▶ Goal of the exercise
Reproduce each line from the first in the data through the line that contains "## Documentation PR" exactly; give nothing else.

-------- Provided entries --------

PR #3708, opened 2026-08-07
feat: mcp v2 compatible changes under a flag

poshinchen:
## Description

`mcp` 2.0 renamed and relocated several public names, so `strands` will fail when `mcp>=2` is installed. This PR adds an internal compatibility module, `strands.tools.mcp._compat`, so the package imports and runs on both major lines. The dependency pin stays `<2` and nothing changes for current installs. This is groundwork for adopting the MCP 2026-07-28 spec (#1659) under an internal feature flag.

All version-dependent names now resolve through `_compat`:

- `MCP_V2` tells the rest of the codebase which version of MCP is installed. It probes for `ClientSession.discover` instead of parsing the version string, so pre-releases and backports resolve by capability. It replaces the version probe in `mcp_instrumentation.py`, and follow-up work (lifecycle, tasks, native OTel) will branch on this same flag.
- `MCPError` aliases the exception class, which 1.x spells `McpError`.
- `streamable_http_transport(url, headers)` keeps the 1.x call shape on both lines. 2.x dropped the `headers` kwarg in favor of a pre-configured HTTPX client, so on 2.x the adapter creates that client itself and closes it when the transport closes.
- `GetSessionIdCallback` falls back to a plain callable alias on 2.x, which removed protocol sessions. It is only used for typing.
- `ProgressFnT` needs no compat entry; its import location exists on both lines down to the 1.23 pin floor.

A new `mcp-v2-compat` CI job force-installs `mcp==2.0.*` over the pin, verifies `import strands` succeeds, and runs the compat tests against the real 2.x package. The rest of CI keeps testing 1.x only. Without this job, nothing would catch a new 1.x-only import breaking 2.x again.

## Related Issues

#1659

## Documentation PR

No documentation changes needed; the compat module is internal.

## Type of Change

New feature

## Testing

- Full MCP unit suite passes on `mcp` 1.x.
- The compat tests pass against `mcp==2.0.0`, both locally and in the new CI job.

## Checklist

----

### DIFF
--- a/.github/workflows/python-test-lint.yml
+++ b/.github/workflows/python-test-lint.yml
@@ -88,6 +88,49 @@ jobs:
         uses: codecov/codecov-action@fb8b3582c8e4def4969c97caa2f19720cb33a72f # v7
         with:
           token: ${{ secrets.CODECOV_TOKEN }}
+  mcp-v2-compat:
+    name: MCP 2.x Compat
+    # The dependency pin is `mcp<2`, so the unit-test matrix only ever
+    # exercises the 1.x line and the 2.x branches of `_compat` run against
+    # mocks there. This job force-installs the 2.x line over the pin to verify
+    # against the real package that `import strands` succeeds and the compat
+    # layer resolves the 2.x names. Scoped to the compat tests; the full suite
+    # is not expected to pass on 2.x while the pin holds. Pinned to `2.0.*` so
+    # upstream 2.x releases cannot break unrelated PRs; bump deliberately.
+    runs-on: ubuntu-latest
+    timeout-minutes: 10
+    permissions:
+      contents: read
+    defaults:
+      run:
+        working-directory: strands-py
+    steps:
+      - name: Checkout code
+        uses: actions/checkout@v7
+        with:
+          ref: ${{ inputs.ref }}
+          persist-credentials: false
+
+      - name: Set up Python
+        uses: actions/setup-python@v7.0.0
+        with:
+          python-version: '3.10'
+
+      - name: Install package, then force mcp 2.x over the pin
+        run: |
+          pip install --no-cache-dir -e . \
+            "pytest>=9.0.0,<10.0.0" \
+            "pytest-asyncio>=1.0.0,<1.5.0" \
+            "pytest-timeout>=2.0.0,<3.0.0" \
+            "moto>=5.1.0,<6.0.0"
+          pip install --no-cache-dir "mcp==2.0.*"
+
+      - name: Verify import and version flag
+        run: python -c "import strands; from strands.tools.mcp import _compat; assert _compat.MCP_V2"
+
+      - name: Run compat tests
+        run: pytest tests/strands/tools/mcp/test__compat.py -vv
+
   lint:
     name: Lint
     runs-on: ubuntu-latest
--- a/strands-py/src/strands/tools/mcp/_compat.py
+++ b/strands-py/src/strands/tools/mcp/_compat.py
@@ -44,7 +44,7 @@ except ImportError:
 
 
 def streamable_http_transport(
-    url: str, headers: dict[str, Any] | None = None, auth: httpx.Auth | None = None
+    url: str, headers: dict[str, str] | None = None, auth: httpx.Auth | None = None
 ) -> AbstractAsyncContextManager[Any]:
     """Open a streamable HTTP client transport on either `mcp` major line.
 
--- a/strands-py/src/strands/tools/mcp/_compat.py
+++ b/strands-py/src/strands/tools/mcp/_compat.py
@@ -1,0 +1,67 @@
+"""Compatibility layer over the `mcp` 1.x and 2.x lines.
+
+The official `mcp` package renamed and relocated several public names in 2.0.
+Import any version-dependent name from this module instead of from `mcp`
+directly so the rest of the codebase stays version-agnostic. Branch on
+`MCP_V2` only where behavior differs between the two lines; pure renames are
+resolved here once.
+"""
+
+from contextlib import AbstractAsyncContextManager
+from typing import Any
+
+import httpx
+from mcp import ClientSession
+
+__all__ = ["MCP_V2", "GetSessionIdCallback", "MCPError", "streamable_http_transport"]
+
+# Feature-probed rather than version-parsed so pre-releases and backports
+# resolve by capability: `ClientSession.discover` is the 2.x replacement for
+# the removed initialize handshake.
+MCP_V2: bool = hasattr(ClientSession, "discover")
+
+try:
+    from mcp.shared.exceptions import MCPError
+except ImportError:
+    # mcp 1.x spells the class McpError
+    from mcp.shared.exceptions import McpError as MCPError  # type: ignore[attr-defined, no-redef]
+
+try:
+    from mcp.client.streamable_http import GetSessionIdCallback
+except ImportError:
+    # mcp 2.x removed protocol sessions, so its transports never yield a
+    # session-id callback; the alias survives only to type 1.x transports.
+    from collections.abc import Callable
+
+    GetSessionIdCallback = Callable[[], str | None]  # type: ignore[misc, assignment]
+
+
+def streamable_http_transport(
+    url: str, headers: dict[str, Any] | None = None, auth: httpx.Auth | None = None
+) -> AbstractAsyncContextManager[Any]:
+    """Open a streamable HTTP client transport on either `mcp` major line.
+
+    `mcp` 2.x replaced `streamablehttp_client(url, headers=..., auth=...)` with
+    `streamable_http_client(url, http_client=...)`, which takes a
+    pre-configured HTTPX client instead of loose header and auth kwargs. This
+    adapter keeps the 1.x-style call shape for both lines.
+
+    The imports are resolved at call time because each name exists on only
+    one major line.
+
+    Args:
+        url: The MCP server endpoint URL.
+        headers: Optional HTTP headers to send with each request.
+        auth: Optional HTTPX authentication handler for each request.
+
+    Returns:
+        An async context manager yielding the transport's read/write streams.
+    """
+    if MCP_V2:
+        from mcp.client.streamable_http import create_mcp_http_client, streamable_http_client
+
+        return streamable_http_client(url=url, http_client=create_mcp_http_client(headers=headers, auth=auth))
+
+    from mcp.client.streamable_http import streamablehttp_client
+
+    return streamablehttp_client(url=url, headers=headers, auth=auth)
--- a/strands-py/src/strands/tools/mcp/_compat.py
+++ b/strands-py/src/strands/tools/mcp/_compat.py
@@ -5,9 +5,16 @@ Import any version-dependent name from this module instead of from `mcp`
 directly so the rest of the codebase stays version-agnostic. Branch on
 `MCP_V2` only where behavior differs between the two lines; pure renames are
 resolved here once.
+
+mypy note: only one `mcp` line is installed at a time, so each try/except
+branch below is an `attr-defined` error when checked against the other line.
+The branch-level ignores cover whichever line mypy runs under, and the
+per-module `warn_unused_ignores` override in pyproject.toml silences the
+ignores the installed line doesn't need.
 """
 
-from contextlib import AbstractAsyncContextManager
+from collections.abc import AsyncIterator
+from contextlib import AbstractAsyncContextManager, asynccontextmanager
 from typing import Any
 
 import httpx
@@ -21,13 +28,13 @@ __all__ = ["MCP_V2", "GetSessionIdCallback", "MCPError", "streamable_http_transp
 MCP_V2: bool = hasattr(ClientSession, "discover")
 
 try:
-    from mcp.shared.exceptions import MCPError
+    from mcp.shared.exceptions import MCPError  # type: ignore[attr-defined]
 except ImportError:
     # mcp 1.x spells the class McpError
     from mcp.shared.exceptions import McpError as MCPError  # type: ignore[attr-defined, no-redef]
 
 try:
-    from mcp.client.streamable_http import GetSessionIdCallback
+    from mcp.client.streamable_http import GetSessionIdCallback  # type: ignore[attr-defined]
 except ImportError:
     # mcp 2.x removed protocol sessions, so its transports never yield a
     # session-id callback; the alias survives only to type 1.x transports.
@@ -58,10 +65,25 @@ def streamable_http_transport(
         An async context manager yielding the transport's read/write streams.
     """
     if MCP_V2:
-        from mcp.client.streamable_http import create_mcp_http_client, streamable_http_client
+        from mcp.client.streamable_http import (  # type: ignore[attr-defined]
+            create_mcp_http_client,
+            streamable_http_client,
+        )
 
-        return streamable_http_client(url=url, http_client=create_mcp_http_client(headers=headers, auth=auth))
+        # `streamable_http_client` closes an HTTPX client only when it created
+        # it (`client_provided` check in mcp 2.x), so a caller-provided client
+        # must be closed by the caller: enter both context managers together
+        # so the client's lifetime is bound to the transport's.
+        @asynccontextmanager
+        async def _owned_client_transport() -> AsyncIterator[Any]:
+            async with (
+                create_mcp_http_client(headers=headers, auth=auth) as http_client,
+                streamable_http_client(url=url, http_client=http_client) as transport_streams,
+            ):
+                yield transport_streams
 
-    from mcp.client.streamable_http import streamablehttp_client
+        return _owned_client_transport()
 
-    return streamablehttp_client(url=url, headers=headers, auth=auth)
+    from mcp.client.streamable_http import streamablehttp_client  # type: ignore[attr-defined]
+
+    return streamablehttp_client(url=url, headers=headers, auth=auth)  # type: ignore[no-any-return]
--- a/strands-py/tests/strands/tools/mcp/test__compat.py
+++ b/strands-py/tests/strands/tools/mcp/test__compat.py
@@ -1,0 +1,54 @@
+"""Unit tests for the mcp 1.x/2.x compatibility layer."""
+
+from unittest.mock import MagicMock, patch
+
+from strands.tools.mcp import _compat
+from strands.tools.mcp._compat import MCPError, streamable_http_transport
+
+
+def test_mcp_v2_flag_matches_discover_capability():
+    """Test that the flag reflects whether ClientSession has the 2.x discover API."""
+    from mcp import ClientSession
+
+    assert _compat.MCP_V2 is hasattr(ClientSession, "discover")
+
+
+def test_mcp_error_resolves_to_installed_exception():
+    """Test that MCPError is the mcp package's error type regardless of its spelling."""
+    import mcp.shared.exceptions as mcp_exceptions
+
+    installed = getattr(mcp_exceptions, "MCPError", None) or mcp_exceptions.McpError
+    assert MCPError is installed
+
+
+def test_streamable_http_transport_v1_call_shape():
+    """Test that the 1.x transport receives url, headers, and auth as loose kwargs."""
+    headers = {"Authorization": "Bearer token"}
+    auth = MagicMock()
+
+    with (
+        patch.object(_compat, "MCP_V2", False),
+        patch("mcp.client.streamable_http.streamablehttp_client", create=True) as mock_client,
+    ):
+        result = streamable_http_transport("https://example.com/mcp", headers=headers, auth=auth)
+
+        mock_client.assert_called_once_with(url="https://example.com/mcp", headers=headers, auth=auth)
+        assert result is mock_client.return_value
+
+
+def test_streamable_http_transport_v2_call_shape():
+    """Test that the 2.x transport receives a pre-configured HTTP client carrying the headers and auth."""
+    headers = {"Authorization": "Bearer token"}
+    auth = MagicMock()
+    http_client = MagicMock()
+
+    with (
+        patch.object(_compat, "MCP_V2", True),
+        patch("mcp.client.streamable_http.streamable_http_client", create=True) as mock_client,
+        patch("mcp.client.streamable_http.create_mcp_http_client", create=True, return_value=http_client) as mock_http,
+    ):
+        result = streamable_http_transport("https://example.com/mcp", headers=headers, auth=auth)
+
+        mock_http.assert_called_once_with(headers=headers, auth=auth)
+        mock_client.assert_called_once_with(url="https://example.com/mcp", http_client=http_client)
+        assert result is mock_client.return_value
--- a/strands-py/tests/strands/tools/mcp/test__compat.py
+++ b/strands-py/tests/strands/tools/mcp/test__compat.py
@@ -2,20 +2,28 @@
 
 The branch-specific tests patch real attributes of the installed `mcp`
 package (never `create=True`, which would invent missing names and pass
-against any spelling), so each test runs only on the line whose names exist
-and is skipped on the other.
+against any spelling), so each test is gated on the names it patches
+actually existing on the installed line. Late 1.x releases backport the
+2.x transport names, so the 2.x-branch transport test runs there too with
+the `MCP_V2` flag forced.
 """
 
+import importlib
+from collections.abc import Callable
 from contextlib import asynccontextmanager
 from unittest.mock import MagicMock, patch
 
+import mcp.client.streamable_http as streamable_http_module
 import pytest
 
 from strands.tools.mcp import _compat
 from strands.tools.mcp._compat import MCPError, streamable_http_transport
 
 requires_mcp_v1 = pytest.mark.skipif(_compat.MCP_V2, reason="exercises the mcp 1.x branch")
-requires_mcp_v2 = pytest.mark.skipif(not _compat.MCP_V2, reason="exercises the mcp 2.x branch")
+requires_v2_transport_names = pytest.mark.skipif(
+    not hasattr(streamable_http_module, "streamable_http_client"),
+    reason="installed mcp line lacks the 2.x transport names",
+)
 
 
 def test_installed_line_exposes_expected_transport_names():
@@ -42,6 +50,22 @@ def test_mcp_error_resolves_to_installed_exception():
     assert MCPError is installed
 
 
+def test_get_session_id_callback_falls_back_to_plain_callable(monkeypatch):
+    """Test that `GetSessionIdCallback` degrades to a plain callable alias when the name is absent.
+
+    Reloads `_compat` with the name deleted from the installed transport
+    module to exercise the 2.x fallback on either line, then reloads again so
+    later tests see the module as built against the real environment.
+    """
+    monkeypatch.delattr(streamable_http_module, "GetSessionIdCallback", raising=False)
+    try:
+        reloaded = importlib.reload(_compat)
+        assert reloaded.GetSessionIdCallback == Callable[[], str | None]
+    finally:
+        monkeypatch.undo()
+        importlib.reload(_compat)
+
+
 @requires_mcp_v1
 def test_streamable_http_transport_v1_call_shape():
     """Test that the 1.x transport receives url, headers, and auth as loose kwargs."""
@@ -55,15 +79,16 @@ def test_streamable_http_transport_v1_call_shape():
         assert result is mock_client.return_value
 
 
-@requires_mcp_v2
+@requires_v2_transport_names
 @pytest.mark.asyncio
-async def test_streamable_http_transport_v2_owns_client_lifecycle():
+async def test_streamable_http_transport_v2_owns_client_lifecycle(monkeypatch):
     """Test that the 2.x transport closes the HTTPX client it creates.
 
     Guards https://github.com/strands-agents/harness-sdk/pull/3708: 2.x's
     `streamable_http_client` only closes a client it created itself, so the
     adapter must bind the client's lifetime to the transport's.
     """
+    monkeypatch.setattr(_compat, "MCP_V2", True)
     lifecycle_events = []
     transport_streams = MagicMock()
     auth = MagicMock()
--- a/strands-py/tests/strands/tools/mcp/test__compat.py
+++ b/strands-py/tests/strands/tools/mcp/test__compat.py
@@ -1,16 +1,37 @@
-"""Unit tests for the mcp 1.x/2.x compatibility layer."""
+"""Unit tests for the mcp 1.x/2.x compatibility layer.
 
+The branch-specific tests patch real attributes of the installed `mcp`
+package (never `create=True`, which would invent missing names and pass
+against any spelling), so each test runs only on the line whose names exist
+and is skipped on the other.
+"""
+
+from contextlib import asynccontextmanager
 from unittest.mock import MagicMock, patch
+
+import pytest
 
 from strands.tools.mcp import _compat
 from strands.tools.mcp._compat import MCPError, streamable_http_transport
 
+requires_mcp_v1 = pytest.mark.skipif(_compat.MCP_V2, reason="exercises the mcp 1.x branch")
+requires_mcp_v2 = pytest.mark.skipif(not _compat.MCP_V2, reason="exercises the mcp 2.x branch")
 
-def test_mcp_v2_flag_matches_discover_capability():
-    """Test that the flag reflects whether ClientSession has the 2.x discover API."""
-    from mcp import ClientSession
 
-    assert _compat.MCP_V2 is hasattr(ClientSession, "discover")
+def test_installed_line_exposes_expected_transport_names():
+    """Test that the names each branch imports exist on the line the flag selects.
+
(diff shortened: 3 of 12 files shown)


strands-py/src/strands/tools/mcp/_compat.py
```diff
@@ -0,0 +1,63 @@
...
+
+__all__ = ["MCP_V2", "GetSessionIdCallback", "MCPError", "streamable_http_transport"]
+
+# Feature-probed rather than version-parsed so pre-releases and backports
+# resolve by capability: `ClientSession.discover` is the 2.x replacement for
+# the removed initialize handshake.
+MCP_V2: bool = hasattr(ClientSession, "discover")
+
+try:
+    from mcp.shared.exceptions import MCPError
```
strandly-the-agent: 🔴 **This is what's turning CI red, and it blocks merge regardless of the `mcp` pin.**

`Python / Lint` and `CI Gate` are both failing on `8aed1e85` while `main`'s equivalent job is green. mypy is wired into that job — `pyproject.toml:203-207` `prepare` → `test-lint` → `hatch fmt --linter --check` → `pyproject.toml:139-149` `lint-check = ["ruff check", "mypy ./src"]`. I reproduced it locally against `mcp==1.23.0` (the floor, so what CI's env sees); `ruff check` passes, and the only mcp-related errors are these 5, all in this file:

```
_compat.py:23: error: Module "mcp.shared.exceptions" has no attribute "MCPError"  [attr-defined]
_compat.py:26: error: Unused "type: ignore[attr-defined, no-redef]" comment  [unused-ignore]
_compat.py:35: error: Unused "type: ignore[assignment]" comment  [unused-ignore]
_compat.py:57: error: Module "mcp.client.streamable_http" has no attribute "streamable_http_client"  [attr-defined]
_compat.py:59: error: Returning Any from function declared to return "AbstractAsyncContextManager[Any, bool | None]"  [no-any-return]
```

The merge-base is clean, so all 5 are net-new. Root cause is structural rather than a typo: mypy only ever sees **one** installed `mcp`, so the non-matching branch of each `try/except` is a hard `attr-defined` with no covering ignore (`:23` and `:29` have none; the deferred imports at `:57`/`:61` have none either), and `warn_unused_ignores = true` (`pyproject.toml:220`) then makes the ignores that *do* exist "unused" on the other line. I checked both directions — there is no single mypy invocation, on either supported major, where this file passes clean as written.

No `suggestion` block, because the two halves need different fixes and I'd rather not hand you a guess: the `attr-defined`/`unused-ignore` half wants per-branch `# type: ignore[attr-defined]` plus a per-module `warn_unused_ignores = false` override (there's precedent at `pyproject.toml:227-233`), while the `no-any-return` at `:59` is fixed for free by giving the function a real return type — see my comment on the 2.x branch below.

strands-py/src/strands/tools/mcp/_compat.py
```diff
@@ -0,0 +1,63 @@
...
+        url: The MCP server endpoint URL.
+        headers: Optional HTTP headers to send with each request.
+
+    Returns:
+        An async context manager yielding the transport's read/write streams.
+    """
+    if MCP_V2:
+        from mcp.client.streamable_http import create_mcp_http_client, streamable_http_client
+
+        return streamable_http_client(url=url, http_client=create_mcp_http_client(headers=headers))
```
strandly-the-agent: 🟡 **The HTTPX client built here is never closed — one leaked connection pool per connect.** This is a definitive answer to the open bot thread on this line, and its other question (`headers=None`) is fine: that's the real 2.0.0 default, no bug.

`streamable_http_client` deliberately does *not* take ownership of a client you hand it — from the installed `mcp==2.0.0`:

```python
# mcp/client/streamable_http.py:664
client_provided = http_client is not None
...
async with contextlib.AsyncExitStack() as stack:
    # Only manage client lifecycle if we created it
    if not client_provided:            # :677-678
        await stack.enter_async_context(client)
```

Since `:59` always passes `http_client=`, `client_provided` is always `True`, so the client is never entered *or* closed — and `_compat.py` keeps no reference to close it itself. Verified by monkeypatching the lifecycle methods and driving a full `async with`: `{'aenter': 0, 'aexit': 0, 'aclose': 0}`, `is_closed=False` after exit, 50/50 clients still open across a run. There's no `__del__` on `httpx2.AsyncClient`, so nothing reclaims it. `create_mcp_http_client`'s own docstring says it must be used as a context manager. Note this is a genuine 1.x/2.x asymmetry — 1.x owns its client internally, so the adapter inherits a responsibility that didn't exist before.

**Reachability:** needs the pin relaxed *and* a `"streamable-http"` server entry (`mcp_client.py:1726`, via `MCPClient.load_servers`). 🟡 rather than 🔴 only because `pyproject.toml:37` still pins `<2.0.0` — it becomes 🔴 the day the pin widens, which is this series' stated goal.

What I verified works (plain block, not a `suggestion`, deliberately — see below):

```python
    if MCP_V2:
        from mcp.client.streamable_http import create_mcp_http_client, streamable_http_client

        @asynccontextmanager
        async def _owned_transport() -> AsyncIterator[Any]:
            async with (
                create_mcp_http_client(headers=headers) as http_client,
                streamable_http_client(url=url, http_client=http_client) as streams,
            ):
                yield streams

        return _owned_transport()
```

with `from collections.abc import AsyncIterator` and `asynccontextmanager` added at the top. Confirmed: client now closes (`is_closed=True`), ruff clean, and it also clears the `no-any-return` mypy error from the comment above (5 errors → 4), since the function stops forwarding an untyped `Any`.

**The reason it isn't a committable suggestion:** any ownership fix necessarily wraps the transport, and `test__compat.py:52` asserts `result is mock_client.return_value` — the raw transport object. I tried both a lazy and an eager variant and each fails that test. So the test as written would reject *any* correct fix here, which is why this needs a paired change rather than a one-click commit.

--------

▶ Reply
PR #3708, opened 2026-08-07
feat: mcp v2 compatible changes under a flag

poshinchen:
## Description

`mcp` 2.0 renamed and relocated several public names, so `strands` will fail when `mcp>=2` is installed. This PR adds an internal compatibility module, `strands.tools.mcp._compat`, so the package imports and runs on both major lines. The dependency pin stays `<2` and nothing changes for current installs. This is groundwork for adopting the MCP 2026-07-28 spec (#1659) under an internal feature flag.

All version-dependent names now resolve through `_compat`:

- `MCP_V2` tells the rest of the codebase which version of MCP is installed. It probes for `ClientSession.discover` instead of parsing the version string, so pre-releases and backports resolve by capability. It replaces the version probe in `mcp_instrumentation.py`, and follow-up work (lifecycle, tasks, native OTel) will branch on this same flag.
- `MCPError` aliases the exception class, which 1.x spells `McpError`.
- `streamable_http_transport(url, headers)` keeps the 1.x call shape on both lines. 2.x dropped the `headers` kwarg in favor of a pre-configured HTTPX client, so on 2.x the adapter creates that client itself and closes it when the transport closes.
- `GetSessionIdCallback` falls back to a plain callable alias on 2.x, which removed protocol sessions. It is only used for typing.
- `ProgressFnT` needs no compat entry; its import location exists on both lines down to the 1.23 pin floor.

A new `mcp-v2-compat` CI job force-installs `mcp==2.0.*` over the pin, verifies `import strands` succeeds, and runs the compat tests against the real 2.x package. The rest of CI keeps testing 1.x only. Without this job, nothing would catch a new 1.x-only import breaking 2.x again.

## Related Issues

#1659

## Documentation PR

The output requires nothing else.